5.2.2 in respect of any Services:  the reasonable costs of materials (if any) which the Supplier has purchased to fulfil the Order for the Services which cannot be used for other orders or be returned to the Supplier’s supplier of those materials for a refund.

6. DELIVERY AND PERFORMANCE 

6.1 The Goods shall be delivered by the Supplier to the delivery address specified by Enva and on the date(s) specified in the Order. The Goods shall be deemed delivered by the Supplier only on completion of unloading of the Goods at the relevant delivery address.

6.2 The Services shall be performed by the Supplier on the date(s) specified in the Order. The Services shall be deemed delivered by the Supplier only on completion of the performance of the Services.

6.3 The Deliverables shall not be delivered by or performed in instalments unless otherwise agreed by Enva.

6.4 Time of delivery or performance (as the case may be) is of the essence, including in relation to any milestone dates specified in an Order.

6.5 If the Supplier fails to deliver any of the Goods or perform any of the Services by the date specified in the Order, Enva shall (without prejudice to its other rights and remedies) be entitled at its sole discretion:

6.5.1 to terminate the Contract in whole or in part; and/or

6.5.2 to purchase the same or similar Deliverables from a supplier other than the Supplier; and/or

6.5.3 to recover from the Supplier all costs and losses resulting to Enva, including the amount by which the price payable by Enva to acquire those Deliverables from another supplier exceeds the price payable under the Contract and any loss of profit.

6.6 The Supplier shall (and shall ensure that any subcontractors shall) comply with any site requirements made known to it by Enva or otherwise set out in the Order when delivering Goods or performing Services. 
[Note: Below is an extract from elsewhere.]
Issue #569, opened 2020-12-25
the merge from https://github.com/xerial/sqlite-jdbc/pull/564 led to performance lost


wuhongzhi:
As in in thread 564 report, nativeByteBuffer to string is a slow operation as the decoder get byte one by one via JNI. In my test in a large table(1m rows), lost 15% compare to previous version.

6.7 The Supplier shall ensure that each delivery of Deliverables shall be accompanied by a delivery note stating:

6.7.1 the date of the Order;

6.7.2 the relevant Enva and Supplier details;

6.7.3 any special instructions, handling and other requests; 

6.7.4 if Services: the category, type and quantity of Services performed;

6.7.5 if Goods:

(a) the product numbers and type and quantity of Goods in the consignment;

(b) whether any packaging material is to be returned, in which case Enva shall, after the Goods are unpacked, make them available for collection by the Supplier at the Supplier’s expense.
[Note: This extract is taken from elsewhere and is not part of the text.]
PR #575, opened 2021-01-12
Don't use ByteBuffer decode() - slower

tildedave:
Profiling this has revealed it's faster to just use the String decoding methods vs the ByteBuffer decoding methods.  This adds a copy back to the process of getting data out of SQLite but it removes the JNI allocation (my original issue).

7. ACCEPTANCE, INSPECTION AND REJECTION

7.1 Enva shall not have accepted, or be deemed to have accepted, the Deliverables until each of the following have been completed:

7.1.1 Goods: the Goods have been delivered to and unloaded at Enva's specified delivery address, or if it is agreed in the Order that Enva shall collect the Goods from the Supplier's site, the Goods have been loaded onto a vehicle provided by or on behalf of Enva; 

7.1.2 Services: the Services have been fully performed; and

7.1.3 Enva has notified the Supplier in writing that the Deliverables have been delivered or performed (as the case may be) in full compliance with the terms and conditions of the Contract. 

7.2 Enva shall be entitled to reject any Deliverables which are not in full compliance with the terms and conditions of the Contract. Any acceptance of defective, late or incomplete Deliverables or any payment made in respect thereof, shall not constitute a waiver of any of Enva's rights and remedies, including its right to reject.
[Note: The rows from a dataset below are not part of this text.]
PR #590, opened 2021-03-23
SQLite 3.35.0, build failure

fatalmind:
SQLite 3.35.0 introduced math functions, of which at least signFunc collides with the one provided by extension-functions.c.

This is a minimal patch just removing this function for 3.35.0 onwards so that it at least compiles. I haven't checked yet if other functions became obsolete, but I'm following this up "upstream": https://gitlab.com/liamh/extension-functions/-/issues/4


pom.xml
```diff
@@ -4,7 +4,7 @@
   <modelVersion>4.0.0</modelVersion>
   <groupId>org.xerial</groupId>
   <artifactId>sqlite-jdbc</artifactId>
-  <version>3.34.0.1-SNAPSHOT</version>
+  <version>3.35.0</version>
```
xerial, line 7:
```suggestion
  <version>3.35.0-SNAPSHOT</version>
```
We don't need to change this version before the release.

xerial:
Thanks for the fix. I'll prepare 3.35.0 release

Issue #88, opened 2016-01-17
JDBC driver unable to parse ISO 8601 dates


lnreeder:
The https://www.sqlite.org/datatype3.html indicates date/time functions in SQLite  can store dates as:  "TEXT as ISO8601 strings ("YYYY-MM-DD HH:MM:SS.SSS"). "

However, when storing an ISO 8601 string like 2016-01-01 00:00:00, then attempting to use sqlite-jdbc to retrieve as a java Timestamp, ResultSet.getTimestamp returns an error:

testSelectIso8601Timestamp(org.sqlite.ResultSetTest)  Time elapsed: 0.003 sec  <<< ERROR!
java.sql.SQLException: Error parsing time stamp
    at org.sqlite.jdbc3.JDBC3ResultSet.getTimestamp(JDBC3ResultSet.java:532)
    at org.sqlite.ResultSetTest.testSelectIso8601Timestamp(ResultSetTest.java:156)
    at sun.reflect.NativeMethodAccessorImpl.invoke0(Native Method)
    at sun.reflect.NativeMethodAccessorImpl.invoke(NativeMethodAccessorImpl.java:62)
    at sun.reflect.DelegatingMethodAccessorImpl.invoke(DelegatingMethodAccessorImpl.java:43)
    at java.lang.reflect.Method.invoke(Method.java:483)
    at org.junit.runners.model.FrameworkMethod$1.runReflectiveCall(FrameworkMethod.java:44)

7.3 Enva may require acceptance tests to be performed or to be carried out, at Enva's option, either by Enva or the Supplier, and the results of the tests shall be made available to Enva.

7.4 Enva may inspect and test the Deliverables during performance or during manufacture or processing prior to despatch, and the Supplier shall provide Enva with all facilities reasonably required.

7.5 Any inspection or testing of the Deliverables shall not be deemed to be acceptance of the Deliverables or a waiver of any of Enva's rights and remedies, including its right to reject.

7.6 Any rejected Goods shall be collected by the Supplier (at the Supplier's cost and risk) as soon as possible and in any event within [7] days of Enva notifying the Supplier that a delivery has been rejected. Enva is entitled to charge the Supplier a reasonable charge for storing any rejected Goods. Thereafter, Enva shall be entitled to dispose of the Goods (or any part thereof) and charge the Supplier the costs, taxes, fees or charges for such disposal. The Supplier shall settle any such costs, taxes, fees or charges within [14] days of notification by Enva. 

8. RISK AND TITLE

8.1 Risk in the Goods shall pass to Enva on delivery and when Enva has accepted the Goods as conforming in every respect with the Contract.

8.2 Title to the Goods shall pass to Enva on the sooner of: (a) payment by Enva for the Goods; or (b) delivery of the Goods to Enva. 

8.3 The passing of title shall not prejudice any other of Enva's rights and remedies, including its right to reject.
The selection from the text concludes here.